- PROBLEM
Show the lines below where "shown" occurs.

═══ EXERCISE DATA ═══

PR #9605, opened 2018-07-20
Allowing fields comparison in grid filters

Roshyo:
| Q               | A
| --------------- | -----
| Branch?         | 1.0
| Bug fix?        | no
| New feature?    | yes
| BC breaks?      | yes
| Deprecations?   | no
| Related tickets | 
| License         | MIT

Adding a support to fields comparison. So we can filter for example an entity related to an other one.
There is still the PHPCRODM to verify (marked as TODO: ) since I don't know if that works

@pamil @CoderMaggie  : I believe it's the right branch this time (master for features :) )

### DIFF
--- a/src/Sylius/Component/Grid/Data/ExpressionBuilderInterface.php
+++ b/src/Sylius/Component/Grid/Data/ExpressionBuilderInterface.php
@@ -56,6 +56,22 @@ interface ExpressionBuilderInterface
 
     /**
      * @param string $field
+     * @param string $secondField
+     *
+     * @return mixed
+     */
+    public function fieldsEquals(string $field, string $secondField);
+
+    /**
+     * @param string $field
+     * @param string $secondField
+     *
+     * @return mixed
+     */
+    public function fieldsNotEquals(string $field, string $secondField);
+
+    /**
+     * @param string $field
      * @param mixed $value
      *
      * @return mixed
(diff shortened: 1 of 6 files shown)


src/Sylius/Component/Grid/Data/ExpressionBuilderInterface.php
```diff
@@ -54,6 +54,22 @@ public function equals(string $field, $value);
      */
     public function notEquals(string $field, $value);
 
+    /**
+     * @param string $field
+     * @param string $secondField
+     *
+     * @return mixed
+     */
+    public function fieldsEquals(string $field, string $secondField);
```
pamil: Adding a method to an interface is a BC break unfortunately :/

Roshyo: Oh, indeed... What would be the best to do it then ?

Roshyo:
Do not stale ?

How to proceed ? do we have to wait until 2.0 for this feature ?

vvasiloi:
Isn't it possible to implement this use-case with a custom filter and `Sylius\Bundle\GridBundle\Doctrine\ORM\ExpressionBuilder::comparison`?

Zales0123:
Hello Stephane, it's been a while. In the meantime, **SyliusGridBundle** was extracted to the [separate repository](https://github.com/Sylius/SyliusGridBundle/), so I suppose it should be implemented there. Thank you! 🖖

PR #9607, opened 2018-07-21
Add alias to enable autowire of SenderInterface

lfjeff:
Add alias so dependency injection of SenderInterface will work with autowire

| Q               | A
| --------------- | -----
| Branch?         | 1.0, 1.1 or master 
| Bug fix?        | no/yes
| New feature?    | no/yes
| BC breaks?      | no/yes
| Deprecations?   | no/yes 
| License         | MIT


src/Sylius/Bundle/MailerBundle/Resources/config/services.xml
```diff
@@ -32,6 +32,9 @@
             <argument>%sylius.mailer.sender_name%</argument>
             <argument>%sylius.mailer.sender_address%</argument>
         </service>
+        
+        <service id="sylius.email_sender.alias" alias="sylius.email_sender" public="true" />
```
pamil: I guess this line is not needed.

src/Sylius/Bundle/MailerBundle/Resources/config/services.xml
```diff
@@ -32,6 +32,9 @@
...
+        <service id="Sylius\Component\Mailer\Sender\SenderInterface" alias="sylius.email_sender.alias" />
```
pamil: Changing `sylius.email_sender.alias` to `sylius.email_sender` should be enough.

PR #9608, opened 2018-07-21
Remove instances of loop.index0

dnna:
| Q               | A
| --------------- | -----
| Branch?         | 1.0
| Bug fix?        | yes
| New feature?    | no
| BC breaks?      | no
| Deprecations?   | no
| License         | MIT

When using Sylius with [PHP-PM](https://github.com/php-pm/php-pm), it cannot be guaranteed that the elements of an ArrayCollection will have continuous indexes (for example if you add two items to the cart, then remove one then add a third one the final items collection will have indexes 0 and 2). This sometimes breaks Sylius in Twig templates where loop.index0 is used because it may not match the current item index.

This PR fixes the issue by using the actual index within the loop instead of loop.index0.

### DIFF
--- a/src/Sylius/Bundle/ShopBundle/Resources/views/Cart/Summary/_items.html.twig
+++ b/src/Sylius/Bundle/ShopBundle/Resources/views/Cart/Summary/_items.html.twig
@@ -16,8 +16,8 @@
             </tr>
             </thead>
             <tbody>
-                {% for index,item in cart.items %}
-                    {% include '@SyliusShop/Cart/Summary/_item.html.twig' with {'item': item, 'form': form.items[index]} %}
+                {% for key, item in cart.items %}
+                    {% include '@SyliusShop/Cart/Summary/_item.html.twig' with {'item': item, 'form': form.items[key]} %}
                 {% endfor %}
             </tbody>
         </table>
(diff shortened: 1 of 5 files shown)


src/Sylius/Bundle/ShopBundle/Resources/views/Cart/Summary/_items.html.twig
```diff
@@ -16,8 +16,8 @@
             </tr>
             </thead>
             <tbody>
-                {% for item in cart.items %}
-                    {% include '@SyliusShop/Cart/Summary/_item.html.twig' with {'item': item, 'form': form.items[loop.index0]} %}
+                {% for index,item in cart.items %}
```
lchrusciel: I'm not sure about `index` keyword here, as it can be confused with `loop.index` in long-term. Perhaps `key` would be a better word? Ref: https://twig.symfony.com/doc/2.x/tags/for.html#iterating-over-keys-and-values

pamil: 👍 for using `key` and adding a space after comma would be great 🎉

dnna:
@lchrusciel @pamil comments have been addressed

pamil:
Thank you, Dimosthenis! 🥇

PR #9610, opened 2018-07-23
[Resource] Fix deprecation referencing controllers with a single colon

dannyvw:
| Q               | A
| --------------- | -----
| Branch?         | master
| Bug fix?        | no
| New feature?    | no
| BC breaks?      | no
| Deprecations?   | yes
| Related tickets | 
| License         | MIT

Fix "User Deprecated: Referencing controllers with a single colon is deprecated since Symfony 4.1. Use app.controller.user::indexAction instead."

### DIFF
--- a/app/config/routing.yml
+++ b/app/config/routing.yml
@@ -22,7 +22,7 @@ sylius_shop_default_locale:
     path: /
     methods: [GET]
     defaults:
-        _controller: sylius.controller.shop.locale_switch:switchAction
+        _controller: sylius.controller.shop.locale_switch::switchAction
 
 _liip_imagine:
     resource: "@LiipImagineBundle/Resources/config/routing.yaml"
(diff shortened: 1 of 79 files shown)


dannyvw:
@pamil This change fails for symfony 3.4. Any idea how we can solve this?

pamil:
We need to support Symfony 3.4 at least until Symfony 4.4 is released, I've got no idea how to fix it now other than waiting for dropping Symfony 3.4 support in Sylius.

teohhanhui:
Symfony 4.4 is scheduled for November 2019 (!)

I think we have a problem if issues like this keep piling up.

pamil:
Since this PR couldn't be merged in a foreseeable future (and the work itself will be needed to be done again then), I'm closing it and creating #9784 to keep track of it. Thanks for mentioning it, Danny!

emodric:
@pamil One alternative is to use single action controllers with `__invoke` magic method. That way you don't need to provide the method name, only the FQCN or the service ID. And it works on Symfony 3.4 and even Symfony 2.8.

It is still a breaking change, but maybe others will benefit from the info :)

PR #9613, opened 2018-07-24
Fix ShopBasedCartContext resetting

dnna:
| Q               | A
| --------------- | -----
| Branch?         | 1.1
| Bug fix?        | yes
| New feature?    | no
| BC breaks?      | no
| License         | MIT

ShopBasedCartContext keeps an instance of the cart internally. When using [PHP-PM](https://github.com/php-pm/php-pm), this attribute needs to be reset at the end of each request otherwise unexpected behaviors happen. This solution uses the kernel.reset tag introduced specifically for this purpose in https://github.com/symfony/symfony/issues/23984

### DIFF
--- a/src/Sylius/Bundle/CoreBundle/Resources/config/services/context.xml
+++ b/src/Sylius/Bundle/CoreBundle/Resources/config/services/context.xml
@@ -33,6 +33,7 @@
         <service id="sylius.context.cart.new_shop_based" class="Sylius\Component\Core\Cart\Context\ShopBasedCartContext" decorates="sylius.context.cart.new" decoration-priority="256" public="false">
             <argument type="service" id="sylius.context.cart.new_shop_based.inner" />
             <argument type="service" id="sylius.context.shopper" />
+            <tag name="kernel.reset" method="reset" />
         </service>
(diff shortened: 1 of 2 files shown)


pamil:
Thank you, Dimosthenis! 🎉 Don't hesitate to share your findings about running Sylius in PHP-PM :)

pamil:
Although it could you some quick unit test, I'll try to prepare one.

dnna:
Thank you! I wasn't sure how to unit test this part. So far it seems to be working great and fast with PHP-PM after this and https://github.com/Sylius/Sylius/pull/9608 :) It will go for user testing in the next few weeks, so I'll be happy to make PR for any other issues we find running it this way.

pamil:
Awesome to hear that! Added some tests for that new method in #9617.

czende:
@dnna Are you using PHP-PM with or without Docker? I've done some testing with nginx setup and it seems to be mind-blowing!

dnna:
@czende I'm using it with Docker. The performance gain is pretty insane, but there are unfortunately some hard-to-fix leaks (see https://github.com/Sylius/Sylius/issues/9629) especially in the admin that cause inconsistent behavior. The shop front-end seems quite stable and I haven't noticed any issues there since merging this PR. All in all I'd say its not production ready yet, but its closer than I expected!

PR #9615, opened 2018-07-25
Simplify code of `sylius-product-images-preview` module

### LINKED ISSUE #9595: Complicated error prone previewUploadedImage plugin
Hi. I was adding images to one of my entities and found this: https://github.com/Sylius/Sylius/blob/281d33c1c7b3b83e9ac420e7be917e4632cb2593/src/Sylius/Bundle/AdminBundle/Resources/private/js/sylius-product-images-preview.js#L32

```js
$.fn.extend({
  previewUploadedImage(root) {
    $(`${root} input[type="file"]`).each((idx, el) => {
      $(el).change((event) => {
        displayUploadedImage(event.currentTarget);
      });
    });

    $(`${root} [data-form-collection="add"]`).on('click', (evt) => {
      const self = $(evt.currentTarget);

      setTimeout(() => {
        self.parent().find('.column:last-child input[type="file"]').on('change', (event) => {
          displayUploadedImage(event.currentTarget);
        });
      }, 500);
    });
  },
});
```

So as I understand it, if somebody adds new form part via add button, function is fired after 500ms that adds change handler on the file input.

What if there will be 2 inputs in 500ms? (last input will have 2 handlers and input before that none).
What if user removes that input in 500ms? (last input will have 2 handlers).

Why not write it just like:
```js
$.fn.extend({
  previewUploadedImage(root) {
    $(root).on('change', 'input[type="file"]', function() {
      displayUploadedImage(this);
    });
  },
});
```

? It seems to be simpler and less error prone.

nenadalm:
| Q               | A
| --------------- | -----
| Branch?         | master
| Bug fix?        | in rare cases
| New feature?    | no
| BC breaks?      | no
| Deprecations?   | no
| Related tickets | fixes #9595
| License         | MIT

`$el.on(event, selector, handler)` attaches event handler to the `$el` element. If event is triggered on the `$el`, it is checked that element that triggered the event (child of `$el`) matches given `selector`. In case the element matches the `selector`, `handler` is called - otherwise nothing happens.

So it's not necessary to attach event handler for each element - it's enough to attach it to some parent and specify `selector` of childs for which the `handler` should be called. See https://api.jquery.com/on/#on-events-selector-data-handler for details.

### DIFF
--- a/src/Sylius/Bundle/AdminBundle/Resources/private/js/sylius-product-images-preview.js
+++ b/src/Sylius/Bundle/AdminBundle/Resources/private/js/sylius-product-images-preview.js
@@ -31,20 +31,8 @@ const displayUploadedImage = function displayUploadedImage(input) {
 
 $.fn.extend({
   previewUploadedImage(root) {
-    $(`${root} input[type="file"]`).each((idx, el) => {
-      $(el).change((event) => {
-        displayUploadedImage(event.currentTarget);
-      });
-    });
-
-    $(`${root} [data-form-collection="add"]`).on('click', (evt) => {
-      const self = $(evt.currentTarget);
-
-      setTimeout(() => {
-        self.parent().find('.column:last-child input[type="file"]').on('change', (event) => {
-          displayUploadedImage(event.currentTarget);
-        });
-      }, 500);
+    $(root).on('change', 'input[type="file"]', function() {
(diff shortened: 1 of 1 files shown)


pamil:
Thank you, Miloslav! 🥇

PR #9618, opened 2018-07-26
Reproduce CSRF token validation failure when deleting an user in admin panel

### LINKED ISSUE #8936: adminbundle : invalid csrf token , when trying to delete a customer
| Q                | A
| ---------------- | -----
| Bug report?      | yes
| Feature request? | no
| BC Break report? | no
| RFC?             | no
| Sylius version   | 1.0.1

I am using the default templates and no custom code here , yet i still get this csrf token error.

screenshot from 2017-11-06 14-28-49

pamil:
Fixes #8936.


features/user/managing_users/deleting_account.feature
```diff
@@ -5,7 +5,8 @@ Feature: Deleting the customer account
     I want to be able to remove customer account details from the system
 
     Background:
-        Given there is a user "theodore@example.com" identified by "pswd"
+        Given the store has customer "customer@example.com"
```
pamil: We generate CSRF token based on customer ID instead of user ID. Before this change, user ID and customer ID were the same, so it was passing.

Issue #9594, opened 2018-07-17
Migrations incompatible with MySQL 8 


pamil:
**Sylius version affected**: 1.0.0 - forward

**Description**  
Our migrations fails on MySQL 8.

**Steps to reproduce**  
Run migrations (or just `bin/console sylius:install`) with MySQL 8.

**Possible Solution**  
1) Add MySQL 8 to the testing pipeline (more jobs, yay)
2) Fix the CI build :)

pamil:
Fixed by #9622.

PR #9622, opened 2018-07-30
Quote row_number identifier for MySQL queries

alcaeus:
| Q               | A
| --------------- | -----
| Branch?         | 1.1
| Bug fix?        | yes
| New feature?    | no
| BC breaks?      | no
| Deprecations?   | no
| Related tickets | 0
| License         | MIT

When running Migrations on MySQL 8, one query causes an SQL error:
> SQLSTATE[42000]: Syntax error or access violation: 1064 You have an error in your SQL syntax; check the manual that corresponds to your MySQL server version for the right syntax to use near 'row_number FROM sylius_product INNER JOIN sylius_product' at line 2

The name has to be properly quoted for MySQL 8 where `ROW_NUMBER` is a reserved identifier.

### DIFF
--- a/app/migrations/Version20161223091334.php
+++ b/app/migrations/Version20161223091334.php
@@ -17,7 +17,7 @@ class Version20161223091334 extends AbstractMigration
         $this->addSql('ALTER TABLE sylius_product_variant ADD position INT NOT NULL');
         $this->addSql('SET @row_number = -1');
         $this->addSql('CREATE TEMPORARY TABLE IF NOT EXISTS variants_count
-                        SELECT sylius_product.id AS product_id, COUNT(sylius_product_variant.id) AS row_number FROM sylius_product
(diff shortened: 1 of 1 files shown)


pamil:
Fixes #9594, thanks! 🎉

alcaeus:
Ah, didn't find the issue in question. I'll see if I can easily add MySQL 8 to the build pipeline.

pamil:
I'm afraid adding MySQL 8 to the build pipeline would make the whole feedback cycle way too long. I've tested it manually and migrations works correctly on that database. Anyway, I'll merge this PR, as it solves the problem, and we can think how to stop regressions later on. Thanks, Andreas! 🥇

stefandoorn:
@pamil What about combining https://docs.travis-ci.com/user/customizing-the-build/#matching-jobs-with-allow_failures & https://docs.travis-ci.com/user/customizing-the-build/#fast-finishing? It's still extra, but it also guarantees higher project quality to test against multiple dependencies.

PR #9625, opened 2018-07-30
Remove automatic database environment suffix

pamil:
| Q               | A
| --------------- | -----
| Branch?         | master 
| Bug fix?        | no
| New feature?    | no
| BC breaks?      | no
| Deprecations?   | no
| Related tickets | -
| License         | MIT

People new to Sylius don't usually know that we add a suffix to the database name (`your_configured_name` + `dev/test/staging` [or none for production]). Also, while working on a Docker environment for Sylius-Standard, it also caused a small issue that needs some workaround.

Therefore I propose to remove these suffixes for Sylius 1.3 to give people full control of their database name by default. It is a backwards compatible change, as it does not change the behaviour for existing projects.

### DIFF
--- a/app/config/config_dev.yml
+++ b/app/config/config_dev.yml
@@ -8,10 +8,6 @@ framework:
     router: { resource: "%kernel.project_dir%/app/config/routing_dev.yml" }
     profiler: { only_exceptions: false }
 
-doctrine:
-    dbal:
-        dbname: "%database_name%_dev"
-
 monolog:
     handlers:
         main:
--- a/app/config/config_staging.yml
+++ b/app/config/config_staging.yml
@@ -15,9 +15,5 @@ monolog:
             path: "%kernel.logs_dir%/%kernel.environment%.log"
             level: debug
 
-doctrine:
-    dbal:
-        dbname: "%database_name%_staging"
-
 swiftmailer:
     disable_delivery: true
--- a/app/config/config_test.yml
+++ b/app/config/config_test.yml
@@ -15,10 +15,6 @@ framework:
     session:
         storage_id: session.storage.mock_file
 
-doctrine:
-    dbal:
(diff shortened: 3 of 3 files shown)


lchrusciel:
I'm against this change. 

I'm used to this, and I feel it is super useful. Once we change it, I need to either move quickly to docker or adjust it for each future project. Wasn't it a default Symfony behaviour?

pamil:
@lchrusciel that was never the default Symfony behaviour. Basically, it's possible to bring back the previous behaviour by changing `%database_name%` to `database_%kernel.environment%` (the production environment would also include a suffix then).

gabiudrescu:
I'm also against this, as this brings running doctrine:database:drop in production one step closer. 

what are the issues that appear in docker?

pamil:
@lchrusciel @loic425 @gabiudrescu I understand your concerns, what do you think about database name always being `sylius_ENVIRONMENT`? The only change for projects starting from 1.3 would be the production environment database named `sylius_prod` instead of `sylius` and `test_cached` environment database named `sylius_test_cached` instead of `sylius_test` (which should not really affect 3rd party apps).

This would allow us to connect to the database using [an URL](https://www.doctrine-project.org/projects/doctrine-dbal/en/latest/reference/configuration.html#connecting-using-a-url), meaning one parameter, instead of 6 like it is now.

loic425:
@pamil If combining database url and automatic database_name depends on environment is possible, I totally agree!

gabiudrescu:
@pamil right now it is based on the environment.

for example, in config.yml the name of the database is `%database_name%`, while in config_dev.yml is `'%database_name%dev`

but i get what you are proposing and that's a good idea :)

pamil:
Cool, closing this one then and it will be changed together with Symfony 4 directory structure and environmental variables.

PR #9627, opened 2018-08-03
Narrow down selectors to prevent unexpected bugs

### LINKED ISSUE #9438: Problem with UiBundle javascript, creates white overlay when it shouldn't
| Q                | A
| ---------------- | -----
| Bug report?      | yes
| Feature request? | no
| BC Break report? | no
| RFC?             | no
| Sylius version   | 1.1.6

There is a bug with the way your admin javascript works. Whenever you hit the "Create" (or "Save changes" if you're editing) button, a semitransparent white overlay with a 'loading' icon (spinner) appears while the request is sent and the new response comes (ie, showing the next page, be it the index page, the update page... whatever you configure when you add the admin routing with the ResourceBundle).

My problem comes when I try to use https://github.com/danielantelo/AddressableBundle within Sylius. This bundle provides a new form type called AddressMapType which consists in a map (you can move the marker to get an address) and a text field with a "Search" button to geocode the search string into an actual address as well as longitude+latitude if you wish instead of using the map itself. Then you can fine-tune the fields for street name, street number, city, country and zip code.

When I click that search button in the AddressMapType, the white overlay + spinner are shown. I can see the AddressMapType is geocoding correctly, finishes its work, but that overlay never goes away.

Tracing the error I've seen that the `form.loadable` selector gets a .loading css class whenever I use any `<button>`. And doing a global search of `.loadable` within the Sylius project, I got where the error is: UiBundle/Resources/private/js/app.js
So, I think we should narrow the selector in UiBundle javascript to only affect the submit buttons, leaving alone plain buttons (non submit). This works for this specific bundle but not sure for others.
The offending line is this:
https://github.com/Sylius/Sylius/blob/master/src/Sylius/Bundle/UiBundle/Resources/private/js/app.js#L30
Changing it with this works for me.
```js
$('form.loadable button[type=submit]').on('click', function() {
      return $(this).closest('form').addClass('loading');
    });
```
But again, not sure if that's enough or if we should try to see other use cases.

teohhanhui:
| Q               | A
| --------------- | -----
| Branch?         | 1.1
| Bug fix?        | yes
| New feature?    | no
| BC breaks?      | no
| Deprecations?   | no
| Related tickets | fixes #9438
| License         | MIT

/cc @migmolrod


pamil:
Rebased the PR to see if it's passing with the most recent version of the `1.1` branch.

═══

- YOUR SOLUTION
(diff shortened: 1 of 6 files shown)
(diff shortened: 1 of 5 files shown)
(diff shortened: 1 of 79 files shown)
(diff shortened: 1 of 2 files shown)
(diff shortened: 1 of 1 files shown)
(diff shortened: 1 of 1 files shown)
(diff shortened: 3 of 3 files shown)
When I click that search button in the AddressMapType, the white overlay + spinner are shown. I can see the AddressMapType is geocoding correctly, finishes its work, but that overlay never goes away.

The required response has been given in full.